Within a few decades, the Hawkfires were well-integrated, cosmopolitan Americans, even if they were just a couple of generations removed from penniless Grandma Jessie, come over to this country for a new life without a shilling to her name. A few of them fought in the Revolutinary War, and their platoons always did very well. Headed west as soon as the west was head-able, although sticking mainly to blooming urban centers as opposed to real rurality. Homesteaded in Kansas in the 1870's, then certain younger members of the family struck out yet further west. Spent some time in California and thereabouts. Suffered in both the Civil War and the Great Depression, but much less than most; lost far more children during WWI and WWII. After WWII, Jessica Kinney married Lieutenant Thomas Reed, who brought her back to his home in Chicago. Their son moved out to the suburbs with his wife and their one daughter, also named Jessica, because hell, it's a family name, even if it was the eighties and every third baby girl was getting named that.
Then, of course, there was drama, prophecy, magic, and Zhesske XVII, or Zhesske the Savior (who still Romanizes her name the way it's spelled on her birth certificate, no matter what Max says about Sacien closed vowels and intonation. It's not like anybody here could read the letters anyway). But that, of course, is the whole point of this exercise in the first place.

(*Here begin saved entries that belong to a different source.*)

Issue #1254, opened 2026-07-08
flake: use git+https for inputs so `nix develop` works behind the GitHub tarball proxy


williamdemeo:
## Summary

`nix develop` fails in the Claude Code web (cloud sandbox) environment because our flake inputs are declared with the `github:` shorthand, which fetches source as tarballs from `api.github.com`/`codeload.github.com`. Those endpoints are repo-scoped by the sandbox's GitHub proxy and return `403` for any repo outside the current session's scope. Switching the inputs to `git+https://github.com/...` resolves this with no change to the pinned revisions. A companion setup-script prefetch then removes the resolution cost entirely for subsequent sessions.

## Symptom

```
$ nix develop --command agda --version
error: unable to download
  'https://github.com/hercules-ci/flake-parts/archive/57928607….tar.gz':
  HTTP error 403
  {"message":"GitHub access to this repository is not enabled for this session…"}
```

Resolution dies on the first third-party input; the same would happen for `nixpkgs`, `agda.nix`, and the transitive Agda libraries.

## Root cause

The sandbox routes outbound traffic through two independent gates:

- **Security proxy** — a host allowlist for plain HTTPS. GitHub *tarball* endpoints go through here and are scoped to the session's own repositories (→ `403` for third-party repos, even public ones).
- **GitHub proxy** — handles *git operations* with a scoped credential that reaches any public repo.

Nix's `github:` fetcher uses the tarball path (the blocked one). Plain `git`-over-https uses the working path. Confirmed empirically:

| Fetch of `hercules-ci/flake-parts` (out of session scope) | Result |
|---|---|
| `curl` archive tarball / `nix flake metadata github:…` | `403` |
| `git ls-remote …` / `nix flake metadata git+https://…` | success |

## Proposed change

Two parts:

1. **Route inputs through git.** Declare each input as `git+https://github.com/<owner>/<repo>` instead of `github:<owner>/<repo>`, and pin the `flake.lock` nodes to the `git` fetcher. The `narHash` for any given revision is **identical** between the two fetchers, so every pin is preserved — this is a no-op on an unrestricted network and does not bump any dependency. Touches only `flake.nix` (the three direct inputs) and `flake.lock` (all nodes, including transitive ones pulled in via `agda.nix` and `flake-parts`).

[...]

PR #1255, opened 2026-07-08
flake: fetch inputs via git+https so nix develop works behind the Claude web proxy (#1254)

williamdemeo:
# Description

Addresses #1254. In Claude Code web sandboxes, `nix develop` fails immediately: the sandbox's GitHub proxy returns 403 for the `github:` flake-ref shorthand (the tarball endpoints are scoped to the session's own repo), but serves plain git-over-https for any public repo. This PR re-declares the flake inputs as `git+https://github.com/...` accordingly. The `narHash` of every pinned rev is identical between the two fetchers, so **no dependency changes — same revs, same hashes, a no-op on unrestricted networks** (empirical before/after in the comment below).

**Commit 1** converts the three direct inputs and pins every `flake.lock` node (direct + transitive) to the `git` fetcher; `nixpkgs` also gets `shallow=1`, so a binary-cache miss fetches one rev rather than full history. **Commit 2** future-proofs updates: a plain `nix flake update` would regress transitive nodes to `github:` (their upstream flakes still declare them that way), so `flake.nix` documents a tested `--override-input` update invocation plus a one-line check for inputs upstreams add later.

Verified in the web sandbox (comment below) and locally: `nix develop --command agda --version` → `Agda version 2.8.0`, everything substituted from `cache.nixos.org` / `cache.iog.io`.

# Checklist

- [ ] Any semantic changes to the specifications are documented in `CHANGELOG.md` — n/a, infrastructure-only change with no semantic changes to the specifications
- [x] Self-reviewed the diff

🤖 Generated with [Claude Code](https://claude.com/claude-code)

### DIFF
--- a/CONTRIBUTING.md
+++ b/CONTRIBUTING.md
@@ -589,25 +589,53 @@ See [the `conformance-example` directory][conformance-example].
 ## 🗃️ Miscellanea
 
 
-### Updating Agda dependencies in the Nix configuration
+### Updating Nix flake inputs
+
+The flake inputs are declared as `git+https://...` URLs rather than the
+`github:` shorthand, because some sandboxed environments block the GitHub
+tarball endpoints that `github:` uses (see the note in `flake.nix`). A plain
+`nix flake update` would re-introduce `github:` entries for the transitive
+inputs, so update all inputs with
+
+```
+./build-tools/nix/update-flake-inputs.sh
+```
+
+The script (bash + jq) runs `nix flake update`, then converts any `github:`-typed
+entries in `flake.lock` back to `git+https`, including entries for inputs that
+upstream flakes acquired since the last update.  Run it on a network with
+unrestricted GitHub access.
+
+
+#### Updating Agda dependencies in the Nix configuration
 
 The following example ilustrates the procedure
 
 ```
 nix flake update agda-nix/abstract-set-theory \
   --override-input agda-nix/abstract-set-theory \
-  github:input-output-hk/agda-sets/bbaa00abc4aef061896ae5d3cdec148bfbf5029f
+  'git+https://github.com/input-output-hk/agda-sets?rev=bbaa00abc4aef061896ae5d3cdec148bfbf5029f'
 nix build ./#fls-agdaWithPackages -o ~/ledger-agda
 ```
 
-The first line updates the commit hash to use for a dependency. In the example,
-it updates the dependency `agda-nix/abstract-set-theory` to point at the commit
-`bbaa00abc4aef061896ae5d3cdec148bfbf5029f` or the repository
-`github:input-output-hk/agda-sets`.
+The first line updates the commit hash to use for a dependency.  In the example, it
+updates the dependency `agda-nix/abstract-set-theory` to point at the commit
+`bbaa00abc4aef061896ae5d3cdec148bfbf5029f` of the repository `input-output-hk/agda-sets`.
+Use the `git+https` form rather than `github:` here, so the lock entry stays on the
+git fetcher.
 
-The second line rebuilds the Agda mode to use with emacs. This step is necessary
-for emacs to use the new version of the dependency when loading Agda code. This
-assumes that `~/ledger-agda/bin` is in your `PATH`.
+Note that re-locking one input this way can also refresh its sibling inputs and
+re-introduce `github:` entries for them.  Afterwards, convert those without updating
+anything further, as follows:
+
+```
+./build-tools/nix/update-flake-inputs.sh --convert-only
+```
+
+The second command in the example rebuilds the project's `agda` executable (with the
+updated libraries) and links the result at `~/ledger-agda`.  If `~/ledger-agda/bin`
+is on your `PATH`, emacs (via agda-mode) picks up the new dependency version the next
+time it loads Agda code.
 
 
 ### Plotting typechecking times
--- a/build-tools/nix/update-flake-inputs.sh
+++ b/build-tools/nix/update-flake-inputs.sh
@@ -1,0 +1,84 @@
+#!/usr/bin/env bash
+#
+# Update the Nix flake inputs, keeping every flake.lock entry on the git
+# fetcher. The inputs use git+https URLs because some sandboxed environments
+# block the GitHub tarball endpoints behind the github: shorthand (see the
+# note in flake.nix). A plain `nix flake update` re-reads transitive inputs
+# from their upstream flakes, which still declare github:, so this script
+# updates and then converts any github:-typed lock entries back to git+https,
+# repeating until the lock is clean.
+#
+# Usage: ./build-tools/nix/update-flake-inputs.sh [--convert-only]
+#   (default)        update all inputs, then convert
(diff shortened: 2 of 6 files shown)


williamdemeo:
## Empirical test in the environment this PR targets

*(Edited 2026-08-10: trimmed to the flake evidence after the PR was reduced to its flake-only commits; the dev-shell prefetch script this comment also covered was dropped from the PR.)*

Ran 2026-07-28 in a **fresh Claude Code web sandbox** for this repo: recycled container, completely empty `/nix`; Nix 2.24.9 bootstrapped by hand from `releases.nixos.org` (allowed by the sandbox proxy, as are `cache.nixos.org` and `cache.iog.io`).

| # | Scenario | Command | Result |
|---|---|---|---|
| A | **master flake** (`github:` inputs) | `nix develop --command true` | **Fails in <1 s** — the first input fetch (`flake-parts`) gets HTTP 403 from the session proxy: *"GitHub access to this repository is not enabled for this session"* |
| B | **this PR's flake** (`git+https` inputs), stone-cold empty store | `nix develop --command agda --version` | **≈90 s**, success: `Agda version 2.8.0` — all inputs resolved over `git+https`, ~5.6 GB / 110+ store paths substituted from `cache.nixos.org` + `cache.iog.io`, nothing compiled locally. Repeat runs on the warm store: **~2 s** |

Direct endpoint probes confirm the mechanism: `codeload.github.com` / `api.github.com` → **403** for any repo not attached to the session, while `git ls-remote https://github.com/input-output-hk/agda.nix` succeeds through the same proxy.

Two readings worth keeping: the flake change is the **on/off switch**, not an optimization (A vs B) — and with identical narHashes it is a no-op elsewhere. Also, nix substituted the **nixpkgs source itself by narHash** from the binary cache, so no nixpkgs clone happened at all; the `shallow=1` on the nixpkgs input is the fallback for when source substitution misses.

🤖 Posted from a [Claude Code](https://claude.com/claude-code) session that ran the experiments above.

flake.nix
carlostome, line 1: If it is this complicated to update the flake I suggest adding a script (preferably bash + jq) to be able to update the inputs.

Also add a reference to this script in the CONTRIBUTING in how to update the nix flake inputs,

flake.nix
```diff
@@ -2,15 +2,44 @@
...
+  #     --override-input agda-nix/standard-library-meta git+https://github.com/agda/agda-stdlib-meta \
+  #     --override-input flake-parts/nixpkgs-lib git+https://github.com/nix-community/nixpkgs.lib
+  #
+  # then verify nothing github-locked slipped in (upstreams gain inputs over time;
+  # `nix flake metadata` shows a new input's path; append an override):
+  #
+  #   python3 -c "import json; L=json.load(open('flake.lock'))['nodes']; \
+  #     print(*[k for k,v in L.items() if v.get('locked',{}).get('type')=='github'] or ['OK'])"
+  #
+  # (Transitive *original* fields read github after an update; harmless since fetches go by *locked* entries.)
```
carlostome: I don't think this documentation belongs here. Maybe only a pointer to CONTRIBUTING and how to update the flakes

flake.nix
williamdemeo: Done: `build-tools/nix/update-flake-inputs.sh` (bash + jq). 

It derives the github-to-git+https conversions from `flake.lock` itself rather than a fixed list, so it stays valid when upstream flakes gain inputs.

`CONTRIBUTING.md` has a new "Updating Nix flake inputs" section, and the existing single-dependency example there now uses the git+https form as well.

flake.nix
williamdemeo: Agreed. The update documentation moved to `CONTRIBUTING.md`; the `flake.nix` note is now the short "why" plus a pointer.

build-tools/nix/update-flake-inputs.sh
```diff
@@ -0,0 +1,84 @@
...
+# For every github:-typed node, emit "--override-input <path> <git+https url>"
+# as tab-separated fields, preserving a declared branch or subdirectory.
+overrides() {
+  local path key
+  while IFS=$'\t' read -r path key; do
+    jq -r --arg k "$key" --arg p "$path" '
+      .nodes[$k]
+      | select(.locked.type == "github")
+      | (if .original.type == "github" then .original else .locked end) as $o
+      | ([$o.ref // empty | "ref=\(.)"] + [$o.dir // empty | "dir=\(.)"]) as $q
```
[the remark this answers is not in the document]
williamdemeo: Confirmed, and reproduced before fixing: pinning `agda-nix/abstract-set-theory` to an old rev via `github:input-output-hk/agda-sets/bbaa00ab…` and running `--convert-only` converted the fetcher but re-resolved the revision (`bbaa00a` became `2253231`). The overrides now pin `rev=<locked.rev>` (plus `ref`/`dir` when declared), so conversion changes the fetcher and nothing else. The same fixture now preserves the old revision, and the full-update mode was re-verified end to end (one conversion pass, no github-typed entries remain). Fixed in a7dd792a6.

flake.nix
```diff
@@ -2,15 +2,27 @@
...
 
+  # NOTE: inputs use git+https://... instead of the github: shorthand.
+  # The github: fetcher pulls tarballs from api.github.com / codeload.github.com,
+  # which the Claude Code web sandbox proxy 403s for third-party repos; plain
+  # git-over-https works there for any public repo.
+  #
+  # narHashes are identical between the two fetchers, so the pins are unchanged.
+  #
+  # nixpkgs adds `shallow=1` so a binary-cache miss fetches only the locked rev.
+  #
```
carlostome, line 13: I'd say to remove this since the motivation is already clear enough in CONTRIBUTING

CONTRIBUTING.md
```diff
@@ -589,25 +589,53 @@ See [the `conformance-example` directory][conformance-example].
 ## 🗃️ Miscellanea
 
 
-### Updating Agda dependencies in the Nix configuration
+### Updating Nix flake inputs
+
+The flake inputs are declared as `git+https://...` URLs rather than the
+`github:` shorthand, because some sandboxed environments block the GitHub
+tarball endpoints that `github:` uses (see the note in `flake.nix`). A plain
```
carlostome, line 596:
```suggestion
tarball endpoints that `github:` uses. A plain
```

flake.nix
```diff
@@ -2,15 +2,27 @@
...
+  # To update the inputs, run build-tools/nix/update-flake-inputs.sh (see
+  # "Updating Nix flake inputs" in CONTRIBUTING.md); a plain `nix flake
+  # update` would regress transitive inputs to github:.
```
carlostome, line 16: I'd change this to a more noticeable comment:

```suggestion
  # !WARNING!:
  # To update the flake's inputs, DO NOT USE `nix flake update`. Instead run build-tools/nix/update-flake-inputs.sh (see
  # "Updating Nix flake inputs" in CONTRIBUTING.md for more info).
```

williamdemeo:
We've decided to put off supporting web-ui.  We can resurrect this PR if/when that changes.

Issue #1261, opened 2026-07-15
[Dijkstra] Legacy-mode top-level withdrawals can drain mid-batch direct deposits


williamdemeo:
## Description

In the `ENTITIES` legacy branch, the top-level withdrawal must equal the current balance — which, at the `LEDGER-V` call site, is the post-SUBLEDGERS balance including sub-transaction direct deposits — and is not bounded by `rewards₀`, unlike every other withdrawal in the batch.

Since `UsesV4Features` inspects only the top-level transaction's own fields, a legacy-mode batch can still contain sub-transactions with direct deposits. Consequently a legacy top-level tx can withdraw funds deposited mid-batch — funds that the pre-V4 script triggering legacy mode cannot even see, since its script context cannot represent sub-transactions. 

### Candidate fixes

+ Bound legacy top-level withdrawals by `rewards₀`, 
+ extend `UsesV4Features` to sub-transaction fields, OR
+ forbid sub-transactions in legacy mode entirely.

carlostome:
Closing as this is a feature

PR #1262, opened 2026-07-15
[Dijkstra] Move normal/legacy mode decision to LEDGER

### LINKED ISSUE #1258: [Dijkstra] Move logic for deciding whether to process in normal or legacy mode to Ledger
Thread the result via rules' environment.

williamdemeo:
## Description

Closes #1258.

Previously the normal-vs-legacy decision lived in two places that could disagree: `UTXOW` chose a mode nondeterministically via its two rules (feeding `false`/`true` into `UTXO`'s self-balance premise), while `LEDGER-V` passed a hardcoded `true` to `ENTITIES` — making the `legacyMode ≡ false` branch of `ENTITIES` (partial top-level withdrawals) unreachable and letting an all-V4 transaction get normal-mode UTxO accounting but legacy-mode withdrawal treatment.

This PR makes the decision once, in `LEDGER`, and threads the result through the rules' environments.

### Changes

+  **`Utxow`**: new `neededP2Scripts` and `isLegacyMode : UTxO → ℙ Script → TopLevelTx → Bool` — legacy exactly when some needed phase-2 script uses a pre-V4 Plutus language (the same criterion `Computational-UTXOW` already used to dispatch).  `UTXOW-normal`/`UTXOW-legacy` gain a first premise `LegacyModeOf Γ ≡ false`/`≡ true` and pass `Γ` to `UTXO` unchanged.  Their language premises remain as checks, so the environment flag is validated rather than trusted, and each rule keeps its standalone meaning.

+  **`Utxo`**: `UTxOEnv` gains a named `legacyMode : Bool` field (mirroring how `isTopLevelValid` is threaded via `SubUTxOEnv`), with a `HasLegacyMode`/`LegacyModeOf` accessor. `UTXO`'s environment is plain `UTxOEnv` again instead of `UTxOEnv × Bool`.

+  **`Ledger`**: `LEDGER-V`/`LEDGER-I` compute `legacyMode = isLegacyMode utxo₀ allScripts tx` and thread it to `UTXOW`/`UTXO` via `UTxOEnv` and to `ENTITIES` via `EntitiesEnv`, replacing the hardcoded `true`. All three rules now see one consistent flag.

+  **Computational**: `Computational-UTXOW` dispatches on the flag premises, which removes the `DecV3` decision and the `V1,V2,V3∩V4⊆∅` disjointness lemma; `Computational-UTXO` loses the product-env plumbing; `Computational-LEDGER` mirrors the new rule environments.

+  **`Foreign/Utxo`**: `utxo-step` is now `UTxOEnv → UTxOState → Tx TxLevelTop → …` (the flag moved into the auto-derived `MkUTxOEnv`; no Haskell consumers exist yet).

### Verification

The full `Ledger.Dijkstra` aggregate typechecks (Agda 2.8.0 via the Nix flake), as does `Specification/Computational.lagda.md`, which sits outside the aggregate's import graph. No modules outside `src/Ledger/Dijkstra` import the changed ones.

### Out of scope

The legacy-mode withdrawal gap is *not* fixed here: the `ENTITIES` legacy branch still requires the top-level withdrawal to equal the current (post-`SUBLEDGERS`) balance with no `rewards₀` bound, and `UsesV4Features` only inspects top-level fields, so a legacy batch can still carry sub-transactions with direct deposits and drain them. This is now tracked in Issue #1261.

🤖 Generated with [Claude Code](https://claude.com/claude-code)

**Checked/revised by @williamdemeo**

## Checklist

- [ ] Self-reviewed the diff

### DIFF
--- a/src/Ledger/Dijkstra/Specification/Utxow.lagda.md
+++ b/src/Ledger/Dijkstra/Specification/Utxow.lagda.md
@@ -371,7 +371,7 @@ attempting both.
     in
 
     ∙ LegacyModeOf Γ ≡ false
-    ∙ ∀[ s ∈ p2ScriptsNeeded ] language s ∈ fromList (PlutusV4 ∷ []) -- (1)
+    ∙ isLegacyMode utxo₀ scriptsProvided txTop ≡ false -- (1)
     ∙ concatMapˡ (λ txSub → mapˢ proj₁ (TopLevelGuardsOf txSub)) (SubTransactionsOf txTop) ⊆ GuardsOf txTop -- (2)
     ∙ ∀[ (vk , σ) ∈ TxWitnesses.vKeySigs (Tx.txWitnesses txTop) ] isSigned vk (txidBytes (TxIdOf txTop)) σ
     ∙ ∀[ s ∈ p1ScriptsNeeded ] validP1Script vKeyHashesProvided (GuardsOf txTop) txVldt s
@@ -464,7 +464,7 @@ attempting both.
     in
 
     ∙ LegacyModeOf Γ ≡ true
-    ∙ ∃[ s ∈ p2ScriptsNeeded ] language s ∈ fromList (PlutusV1 ∷ PlutusV2 ∷ PlutusV3 ∷ []) -- (1)
+    ∙ isLegacyMode utxo₀ scriptsProvided txTop ≡ true -- (1)
     ∙ concatMapˡ (λ txSub → mapˢ proj₁ (TopLevelGuardsOf txSub)) (SubTransactionsOf txTop) ⊆ GuardsOf txTop -- (2)
     ∙ ∀[ (vk , σ) ∈ vKeySigs ] isSigned vk (txidBytes (TxIdOf txTop)) σ
     ∙ ∀[ s ∈ p1ScriptsNeeded ] validP1Script vKeyHashesProvided (GuardsOf txTop) txVldt s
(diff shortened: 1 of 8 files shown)


src/Ledger/Dijkstra/Specification/Utxow.lagda.md
```diff
@@ -338,6 +370,7 @@ mode up front rather than deciding both.
                                       (credsNeeded utxo₀ txTop)
     in
 
+    ∙ LegacyModeOf Γ ≡ false
     ∙ ∀[ s ∈ p2ScriptsNeeded ] language s ∈ fromList (PlutusV4 ∷ []) -- (1)
```
williamdemeo: replace with isLegacymode = false check.

src/Ledger/Dijkstra/Specification/Utxow.lagda.md
```diff
@@ -430,6 +463,7 @@ mode up front rather than deciding both.
                                       (credsNeeded utxo₀ txTop)
     in
 
+    ∙ LegacyModeOf Γ ≡ true
     ∙ ∃[ s ∈ p2ScriptsNeeded ] language s ∈ fromList (PlutusV1 ∷ PlutusV2 ∷ PlutusV3 ∷ []) -- (1)
```
williamdemeo: replace with isLegacymode = true

carlostome (approved):
LGTM! (modulo the comments we discussed)

src/Ledger/Dijkstra/Specification/Utxow.lagda.md
williamdemeo: done

src/Ledger/Dijkstra/Specification/Utxow.lagda.md
williamdemeo: done

PR #1268, opened 2026-07-22
[Conway/Dijkstra] Move txIns ∩ refInputs ≡ ∅ to allowedLanguages

carlostome:
# Description

For backwards compatibility Plutus V1-V2 scripts are allowed in transactions where the inputs and reference inputs are not disjoint sets. In contrast, when this is the case, Plutus V3 scripts are not allowed.

For more info see https://github.com/IntersectMBO/cardano-ledger/pull/5011

In addition, this PR adds the disjointness check to Plutus V4 scripts.
  
~_Blocked by https://github.com/IntersectMBO/formal-ledger-specifications/pull/1265_~

# Checklist

- [x] Self-reviewed the diff

### DIFF
--- a/src/Ledger/Conway/Specification/Utxow.lagda.md
+++ b/src/Ledger/Conway/Specification/Utxow.lagda.md
@@ -67,18 +67,17 @@ IsConwayCert (delegate _ (just _) _ _) = ⊤
 IsConwayCert _               = ⊥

So, that's the overview, and now I'm going to bed before the whole not-having-eaten-since-what-was-granted-a-disgustingly-huge-lunch thing becomes too much of an issue. And before I put too much thought into having to build a coherent family tree that spans all nine hundred years of Ketasacia, because, ouch. At least the naming will be easy; just throw in another Zhesske every century or so. They're like Louises, only less decapitation.